Stored items:
PR #219, opened 2026-07-29
Skip GPU client eviction when no NVIDIA driver is loaded

rahulait:
Pull request https://github.com/NVIDIA/k8s-driver-manager/pull/217 which was merged to different branch than main


cdesiniotis (approved):
Thanks for spotting this @rahulait

PR #227, opened 2026-08-07
Add THIRD_PARTY_NOTICES.md and a generator for it

abrarshivani:
Adds `THIRD_PARTY_NOTICES.md` for the Go deps linked into the two binaries this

■ Description of the task: Please set down each entry again, word for word.

■ Task result:
PR #219, opened 2026-07-29
Skip GPU client eviction when no NVIDIA driver is loaded

rahulait:
Pull request https://github.com/NVIDIA/k8s-driver-manager/pull/217 which was merged to different branch than main


cdesiniotis (approved):
Thanks for spotting this @rahulait

PR #227, opened 2026-08-07
Add THIRD_PARTY_NOTICES.md and a generator for it

abrarshivani:
Adds `THIRD_PARTY_NOTICES.md` for the Go deps linked into the two binaries this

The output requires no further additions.